▶ [Your instructions]:
Lines in the entries below where the word "want" shows up should each be copied.

══ Records supplied

PR #3422, opened 2020-08-20
Initialize allocators when thread local is empty

mingweishih:
This PR ensures that OE always initializes/cleans up the allocator regardless the size of the thread-local data (even if the size is zero).


mingweishih:
> LGTM. Thanks for identifying and fixing the issue.
> Can you create an issue to create a test once we are indeed able to create enclaves with zero tbss and tdata?

Sure, that requires some refactoring to oeenclave (currently, the tdata/tbss is always non-zero when linking against oeenclave). I'm planning to submit the test along or after that PR.

mingweishih:
bors try

PR #3423, opened 2020-08-20
Print quote library load erorr

yentsanglee:
Issue - Attestation tests hit SEGFAULT when DCAP quote library is not installed.

The fix is to check function pointers before calling them.

### DIFF
--- a/host/sgx/sgxquote.c
+++ b/host/sgx/sgxquote.c
@@ -395,8 +395,14 @@ oe_result_t oe_sgx_qe_get_target_info(
     else
     {
         _load_sgx_dcap_ql();
-        err = _sgx_qe_get_target_info((sgx_target_info_t*)target_info);
+        if (!_sgx_qe_get_target_info)
+            OE_RAISE_MSG(
+                OE_QUOTE_LIBRARY_LOAD_ERROR,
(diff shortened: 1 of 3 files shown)


host/sgx/sgxquote.c
```diff
@@ -395,8 +395,13 @@ oe_result_t oe_sgx_qe_get_target_info(
     else
     {
         _load_sgx_dcap_ql();
-        err = _sgx_qe_get_target_info((sgx_target_info_t*)target_info);
+        if (!_sgx_qe_get_target_info)
```
CodeMonkeyLeet, line 398: Does this check need to be here? `_load_sgx_dcap_ql()` returns false on failure, which should be checked but isn't (i.e. `if (!_load_sgx_dcap_ql())` should be equivalent above no? 

Side note: alternatively, `_load_sgx_dcap_ql()` is an `oe_once` check that should have happened already in the previous `_use_quote_ex_library()` call, so it's just getting the cache result anyway. That could probably be dropped if you want to keep the check.

yentsanglee: Will just keep it simple by verifying pointer before accessing it.

yentsanglee:
bors try

PR #3425, opened 2020-08-21
Secondary ELF memory region (for feature/sgx-lkl/support branch only)

mikbras:
Add support for a secondary ELF memory region to the **feature/sgx-lkl-support** branch.

This PR extends Open Enclave  to handle two ELF images: (1) the enclave image, and (2) a secondary ELF image. The loader and signer now accept a path with two images of the form:

```
<enclave-image>[:<secondary-image>]
```

The secondary image is loaded right after the code and data pages of the enclave image. The secondary image becomes part of the enclave address space (and is included in the MRENCLAVE measurement).


radhikaj:
Closing this for now since this feature is not actively worked on.

PR #3426, opened 2020-08-21
Support full LVI mitigation on OpenSSL based on Intel-sgx-ssl

### LINKED ISSUE #3068: SGX: LVI mitigation tool limitation when processing assembly source with .byte code
The GNU Assembler and Python script based solution to parse assembly code and insert LFENCE or replacing RET/Indirect-branch instructions were adopted in Intel SGX SDK project and [Open Enclave project ](https://github.com/openenclave/openenclave/blob/master/docs/GettingStartedDocs/Contributors/AdvancedBuildInfo.md#lvi-mitigation) to mitigate the [LVI issue](https://software.intel.com/security-software-guidance/insights/deep-dive-load-value-injection).

The GNU Assembler and the Python script search for relevant instruction mnemonic, for example, instructions reading from memory, or RET instruction, and perform the required insertion or replacement. This implementation is not able to handle .byte code instructions in the assembly code. I believe the GNU Assembler and the Python script will output a warning if it encounters .byte code. 

Though it should be an uncommon practice to write assembly source code using .byte code, and compilers typically won't generate assembly output with .byte code, some assembly source code does use .byte code. One prominent example is OpenSSL project. OpenSSL contains assembly implementation for certain crypto algorithm, to leverage specific CPU instructions for security or performance reason. OpenSSL source tree contains perl scripts that the build process uses to generate assembly code. The output assembly code contains .byte code for certain instructions. My guess is that the perl scripts were developed before those instructions were widely supported by the assemblers. So the developer(s) chose to use .byte code instead of mnemonic.

Due to the limitation of the GNU Assembler and the Python script implementation, the Intel [SGXSSL project](https://github.com/intel/intel-sgx-ssl) chose to [manually insert mitigation around .byte code the tool can't handle](https://github.com/intel/intel-sgx-ssl/blob/master/openssl_source/Linux/README.md). For example, in [aesni-x86_64.s](https://github.com/intel/intel-sgx-ssl/blob/master/openssl_source/Linux/aesni-x86_64.s), at [line 1847](https://github.com/intel/intel-sgx-ssl/blob/67e01f1ecc47d89e3ef6a73b0959ba5a6e61e27c/openssl_source/Linux/aesni-x86_64.s#L1847), the .byte code is [AESENCLAST](https://www.felixcloutier.com/x86/aesenclast) instruction with memory load. A LFENCE instruction was inserted after it.

The ongoing effort of supporting OpenSSL crypto in OE SDK as described in the [design doc](https://github.com/openenclave/openenclave/blob/master/docs/DesignDocs/enclave_openssl_support.md) needs to keep the LVI mitigation tool limitation in mind.

mingweishih:
This PR addresses #3068 by using the existing fixes from Intel SGX SSL repo. That is, this PR adds Intel-sgx-ssl as a submodule and integrate the necessary changes/files from the repo into the existing build process of OpenSSL.

Fixes #3068

### DIFF
--- a/3rdparty/openssl/CMakeLists.txt
+++ b/3rdparty/openssl/CMakeLists.txt
@@ -2,9 +2,11 @@
 # Licensed under the MIT License.
 
 check_submodule_not_empty(openssl)
+check_submodule_not_empty(intel-sgx-ssl)
 
 include(ExternalProject)
 
+set(INTELSSL_DIR ${CMAKE_CURRENT_SOURCE_DIR}/intel-sgx-ssl/openssl_source)
 set(OPENSSL_DIR ${CMAKE_CURRENT_SOURCE_DIR}/openssl)
 set(OPENSSL_BUILD ${CMAKE_CURRENT_BINARY_DIR}/build)
 set(OPENSSL_BUILD_INCLUDES ${OPENSSL_BUILD}/include)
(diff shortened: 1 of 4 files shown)


3rdparty/openssl/CMakeLists.txt
```diff
@@ -891,8 +983,10 @@ add_enclave_library(
   openssl/crypto/x509v3/v3_sxnet.c
   openssl/crypto/x509v3/v3_tlsf.c
   openssl/crypto/x509v3/v3_utl.c
-  openssl/crypto/x509v3/v3err.c
-  ${PLATFORM_SRC})
+  openssl/crypto/x509v3/v3err.c)
+
+add_enclave_library(opensslcrypto_asm OBJECT ${GENERATED_ASM_SRC}
```
CodeMonkeyLeet, line 988: Is there are reason for creating a separate library for this that needs to be published instead of just linking the obj files directly into the existing opensslcrypto lib?

mingweishih: I simply want to call out that these assembly files   are not the same as what come from OpenSSL (either generated with the modified peel script or copied from sgxssl repo).

CodeMonkeyLeet: I guess I'm not sure I understand how putting it into a separate library helps? It's a non-optional library if you're using OpenSSL in enclaves so it always needs to be included anyway, and it creates an additional expansion of the matrix from 2 to four new libraries for OpenSSL (2 new LVI variant libraries) 

Also one additional clarification: the 3 manually edited .s files from Intel don't actually contain the LVI mitigation, correct? They just make it possible for the mitigating assembler to identify the location that needs to be patched by removing the use of constant encodings, correct?

mingweishih: Revert the changes of adding a new library as you suggest.

Regarding your question, it's partially correct. These 3 files contain lfence for indirect branch instructions (which are still constant encoded) but not for ret instructions (handled by the modified perl script). But for the simplicity of the build flow, I use them for both normal and LVI mitigated libraries.

mingweishih:
bors try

════

▶ [Solution for this problem]:
Side note: alternatively, `_load_sgx_dcap_ql()` is an `oe_once` check that should have happened already in the previous `_use_quote_ex_library()` call, so it's just getting the cache result anyway. That could probably be dropped if you want to keep the check.
mingweishih: I simply want to call out that these assembly files   are not the same as what come from OpenSSL (either generated with the modified peel script or copied from sgxssl repo).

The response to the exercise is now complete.